** ASSIGNED TASK **
Copy, from the data below, every line that has "bundle" in it.

** Records excerpted from a collection **
*****

PR #2486, opened 2017-05-25
[2.x] Add namespaced aliases

nicolas-grekas:
The 2.x-only part of #2484

### DIFF
--- a/lib/Twig/ExtensionSet.php
+++ b/lib/Twig/ExtensionSet.php
@@ -469,3 +469,5 @@ final class Twig_ExtensionSet
         }
     }
 }
+
+class_alias('Twig_ExtensionSet', 'Twig\ExtensionSet', false);
--- a/lib/Twig/Filter.php
+++ b/lib/Twig/Filter.php
@@ -138,3 +138,5 @@ class Twig_Filter
 
 // For Twig 1.x compatibility
 class_alias('Twig_Filter', 'Twig_SimpleFilter', false);
+
+class_alias('Twig_Filter', 'Twig\TwigFilter', false);
--- a/lib/Twig/Function.php
+++ b/lib/Twig/Function.php
@@ -128,3 +128,5 @@ class Twig_Function
 
 // For Twig 1.x compatibility
 class_alias('Twig_Function', 'Twig_SimpleFunction', false);
+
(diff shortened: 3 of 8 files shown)


fabpot:
Thank you @nicolas-grekas.

robfrawley:
@nicolas-grekas After this change was merged, when running our test suite for the `liip/imagine-bundle` package using `twig@2.x-dev`, [a PHP error is being thrown](https://travis-ci.org/liip/LiipImagineBundle/jobs/238667705#L373) with the following message when defining a [custom extension that returns a single Twig filter](https://github.com/liip/LiipImagineBundle/blob/1.0/Templating/ImagineExtension.php#L39) (nothing special about it).

> Cannot declare class Twig\TwigFilter, because the name is already in use

We are referencing `TwigFilter` using the `Twig_SimpleFilter` class name, but I can also confirm that when using the new namespaced class name `Twig\TwigFilter` the error is still thrown. Downgrading to `1.x-dev` *fixes the issue* so it appears only the `2.x` branch contains this problem.

Removing the following line from `lib/Twig/SimpleFilter.php` *fixes this issue*.

```php
class_alias('Twig_SimpleFilter', 'Twig\TwigFilter', false);
```

But it I'm not sure it's that simple. Based on a cursory examination, it appears like [Twig/SimpleFilter.php:23](https://github.com/twigphp/Twig/blob/2.x/lib/Twig/SimpleFilter.php#L23) and [Twig/Filter.php:142](https://github.com/twigphp/Twig/blob/2.x/lib/Twig/Filter.php#L142) are the cause of the error, because one includes the other and they both declare an alias for `Twig\TwigFilter`. Not positive on how to overcome this, but it doesn't appear they can both alias the same class without a class exists check or another mechanism in place.

If you'd like me to open a proper issue instead of bringing this up on a closed PR, let me know and I'll make it happen.

robfrawley:
Also, it seems odd that the test suite for this bundle didn't fail; shouldn't there be unit tests somewhere instantiating a filter to test it *can be instantiated*?

nicolas-grekas:
Please don't comment on closed PR, it makes tracking harder for everyone.
Can you please check https://github.com/twigphp/Twig/issues/2495 a report there, or open an issue here if more sensible to you?

PR #2488, opened 2017-05-26
Twig_TokenParser_Include cannot be final

ro0NL:
Fixes `User Deprecated: The "Twig_TokenParser_Include" class is considered final. It may change without further notice as of its next major version. You should not extend it from "Twig_TokenParser_Embed".` on 1.x

See https://github.com/twigphp/Twig/pull/2288#issuecomment-304039530

cc @fabpot


ro0NL:
Never mind.. fixed somewhere along the way :)

PR #2490, opened 2017-05-30
[1.x] Allow using namespaced aliases as extension names

nicolas-grekas:


stof:
Actually, can you add a unit test covering this ?

nicolas-grekas:
test added

nicolas-grekas:
Now with some `require_once` so that PHP doesn't cry because of incompatible type hints (because it doesn't know about the aliases yet.)

test/Twig/Tests/EnvironmentTest.php
```diff
@@ -9,7 +9,7 @@
  * file that was distributed with this source code.
  */
 
-require_once dirname(__FILE__).'/FilesystemHelper.php';
+require_once __DIR__.'/FilesystemHelper.php';
```
fabpot: Should be reverted. Even if you're right here, I prefer to not upgrade the code to 5.3+ in 1.x. It has been done in 2.x and I don't want people starting to send random PR about such changes :)

nicolas-grekas: reverted

nicolas-grekas: haha, who should I fallow? fabpot or fabbot?

stof:
Do we actually need these require_once everywhere ?

nicolas-grekas:
Yes. That's what https://github.com/symfony/symfony/pull/22962 allowed me to spot.

nicolas-grekas:
renamed `Twig\Environment` to `Twig\Twig`

test/Twig/Tests/EnvironmentTest.php
SpacePossum: (https://github.com/twigphp/Twig/pull/2493 ;) )

lib/Twig/Environment.php
```diff
@@ -758,7 +758,7 @@ public function compileSource($source, $name = null)
 
     public function setLoader(Twig_LoaderInterface $loader)
     {
-        if (!$loader instanceof Twig_SourceContextLoaderInterface && 0 !== strpos(get_class($loader), 'Mock_Twig_LoaderInterface')) {
+        if (!$loader instanceof Twig_SourceContextLoaderInterface && 0 !== strpos(get_class($loader), 'Mock_')) {
```
nicolas-grekas: Mock_Twig_LoaderInterface vs Mock_LoaderInterface when sing the namespaced variant
looking for mock_ is enough IMHO

nicolas-grekas:
Now with aliases that were missing for Twig_Extension_InitRuntimeInterface, Twig_Extension_GlobalsInterface, Twig_SourceContextLoaderInterface and Twig_ExistsLoaderInterface

PR should be ready.

fabpot:
Thank you @nicolas-grekas.

Koc:
@fabpot why reverted `\Twig\Twig`?

fabpot:
After trying to use the new class, it felt wrong. `Twig` feels like a singleton, which is wrong. `Environment` conveys the idea that you can have more than one, which is better.

PR #2494, opened 2017-06-01
Fix Twig\Environment alias

nicolas-grekas:


fabpot:
Thank you @nicolas-grekas.

apfelbox:
Why not name the class just `Twig\TwigEnvironment`? Both arguments are understandable, that

```php
function a (Environment $twig)
{
}
```

is unclear and that `Twig` by itself looks like as singleton.
Why not a third alternative?

lyrixx:
ahah, funny. I just said the same things to @nicolas-grekas 3 minutes ago (not the part about the singleton, only about the naming)

javiereguiluz:
`TwigEnvironment` sounds like a "context object" that stores some config options about the environment where "the real Twig" is executed. But here we are talking about "the real Twig object that you must use", so anything different than Twig looks confusing in my opinion.

nicolas-grekas:
You can all have what you want by using aliases:
`use Twig\Environment as TwigEnvironment;`
or
`use Twig\Environment as Twig;`

Since we even don't agree on a new name, let's keep the historical one, it can only help migrations.

lyrixx:
Who is not agree?

apfelbox:
> `TwigEnvironment` sounds like a "context object" that stores some config options about the environment where "the real Twig" is executed.

Yes, but it was like that quite some years now.


> Since we even don't agree on a new name, let's keep the historical one, it can only help migrations.

Don't want to bikeshed, but I would argue that

```php
function a (TwigEnvironment $twig)
{
}
```

would have more historical relevance than

```php
function a (Environment $twig)
{
}
```

The argument about renaming is correct, but when I write the code in my IDE I always auto-import Twig and never write the `use` by hand. So one would need to remember that `Environment` is the main class to import.

Also, keep in mind, that `Environment` will be the class name that is mainly associated with twig from now on for the regular user.

In the end, if we don't find a obvious consensus it probably isn't worth the time discussing it, though.

fabpot:
The argument about `Environment` and IDE is the same for almost all classes in Twig. And we won't add the Twig prefix for all classes, that would not make sense.

lyrixx:
Actually, I don't want to name this class `TwigEnvironment`, just `Twig`.
What is the issue with `Twig\Twig`?

PR #2502, opened 2017-06-05
Use class_exists instead of require

ogizanagi:
I think this is required for https://github.com/symfony/symfony/pull/23073 to pass. It's probably very similar to https://github.com/symfony/symfony/pull/22657.

A simple reproducer:

```php
<?php

use Twig\Node\Node;

require_once __DIR__ . '/vendor/autoload.php';

new Node();
new \Twig_Node();
```

[Without this patch](https://travis-ci.org/symfony/symfony/jobs/239712676#L2100):

```php
PHP Fatal error:  Cannot declare class Twig_Node, because the name is already in use in vendor/twig/twig/lib/Twig/Node.php on line 20
```

With, everything works fine, whatever the two calls order.

### DIFF
--- a/src/Cache/FilesystemCache.php
+++ b/src/Cache/FilesystemCache.php
@@ -2,7 +2,7 @@
 
 namespace Twig\Cache;
 
-require __DIR__.'/../../lib/Twig/Cache/Filesystem.php';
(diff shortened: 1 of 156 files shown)


fabpot:
Thank you @ogizanagi.

PR #2505, opened 2017-06-07
Support absolute paths when rendering a template

FrancescoBorzi:


stof:
@fabpot we should work on deprecating this pattern IMO, which was allowed due to internal implementation details of the filesystem loader but not intentionally supported (we actually even broke it in the past and reverted some changes to avoid BC breaks for people relying on this behavior).

lib/Twig/Loader/Filesystem.php
```diff
@@ -181,6 +181,12 @@ protected function findTemplate($name, $throw = true)
             return $this->cache[$name];
         }
 
+        if (is_file($name)) {
+            $this->cache[$name] = $name;
+
+            return $name;
```
stof: returning a name without the validation is a no-go. It is a security issue. This logic must go after the validation

stof (changes requested):

lib/Twig/Loader/Filesystem.php
ShinDarth: done

fabpot:
Can you add a test?

ShinDarth:
currently I'm on holiday but I can add the test as soon as I'll be back if my proposed change is acceptable

stof:
Btw, this also breaks the promise that Twig does not allow rendering things outside the configured template folders, which could introduce security issues. So I don't like this change.

fabpot:
I'm closing this pull request as I agree with @stof, we don't want to support absolute paths. It worked by chance but was never supposed to be supported.

PR #2905, opened 2019-03-19
add .gitattributes file 

rvitaliy:
- remove useless files for production from dist
- configure git to automatic line endings normalized


fabpot:
Thanks for the PR, I'm going to close it as this was rejected in the past.

Issue #2898, opened 2019-03-13
 Twig the version 1.38.2, breaks the site in drupal


slzno:
Twig the version 1.38.2, breaks the site in drupal completely.

![image](https://user-images.githubusercontent.com/44006503/54308283-55975180-4593-11e9-81a3-b5b0074056fc.png)

Kocal:
Maybe an error message will help, can you provide one?

Boegie:
I'm experiencing this as well, and I think I've tracked it down to the embed tag.
Templates without it work fine.

The breaking commit seems to be this one: 4eeaf76

The Drupal Error message in its watchdog log is 
```
  | Twig\Error\RuntimeError:  Failed to load Twig template  "[name-of-template].twig",  index "10993019": cache might be corrupted.  __TwigTemplate_6c0bcbf998a75ffe406ad7eb908165951d42a7d9ce59c8eedb0f7b3123e9fbc4___10993019  in Twig\Environment->loadClass() (l
-- | --
```

hctom:
Exactly the same here... also tracked it down to the `embed` tag. If this is replaced with an `include` tag, the template is loaded again (for full template path and for namespaced template paths).
For the `embed` tag neither full template paths nor namespaced template paths work and throw the following exception:

```
The website encountered an unexpected error. Please try again later.

Twig\Error\RuntimeError</em>: Failed to load Twig template "path/to/user.html.twig", index "1128131273": cache might be corrupted. in Twig\Environment->loadClass() (line 14 of path/to/user.html.twig).
```

The corresponding template throwing the error has the following code:

```
{% extends '@my_namespace/partial/content.twig' %}

{% block content_header %}
  {{- title_suffix -}}

  {%- embed '@my_namespace/partial/misc/page-title.twig' %}
    {% block page_title_primary %}
      {{- user.getAccountName() -}}
    {% endblock page_title_primary %}
  {% endembed -%}

  {{- title_prefix -}}
{% endblock content_header %}

{% block content_content %}
  {%- if content %}
    {{- content -}}
  {% endif -%}
{% endblock %}
```

timmillwood:
Which version of Drupal are you using?

It might be worth reporting issues in https://www.drupal.org/project/drupal/issues/3039408

hctom:
I use Drupal 8.6.11 and I just created a new issue over there (while also adding a note to the issue linked by @timmillwood): https://www.drupal.org/project/drupal/issues/3040210

[...]

PR #2906, opened 2019-03-19
Fix typo in Environment->getTags()

jproctor:
I found this typo (already fixed in the 2.x branch) while looking for a problem that presented like #2898 but turned out to be unrelated (see [drupal.org #3040269](https://www.drupal.org/project/drupal/issues/3040269)).

### DIFF
--- a/src/Environment.php
+++ b/src/Environment.php
@@ -1079,7 +1079,7 @@ class Environment
     public function getTags()
     {
         $tags = [];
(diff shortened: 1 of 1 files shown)


fabpot:
This patch looks wrong to me for 1.x where `getTokenParsers()` returns an instance of `Twig_TokenParserBroker`.

fabpot:
And the tests are indeed broken by  the patch.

*****

** REPLY TO THE EXERCISE **
@nicolas-grekas After this change was merged, when running our test suite for the `liip/imagine-bundle` package using `twig@2.x-dev`, [a PHP error is being thrown](https://travis-ci.org/liip/LiipImagineBundle/jobs/238667705#L373) with the following message when defining a [custom extension that returns a single Twig filter](https://github.com/liip/LiipImagineBundle/blob/1.0/Templating/ImagineExtension.php#L39) (nothing special about it).
Also, it seems odd that the test suite for this bundle didn't fail; shouldn't there be unit tests somewhere instantiating a filter to test it *can be instantiated*?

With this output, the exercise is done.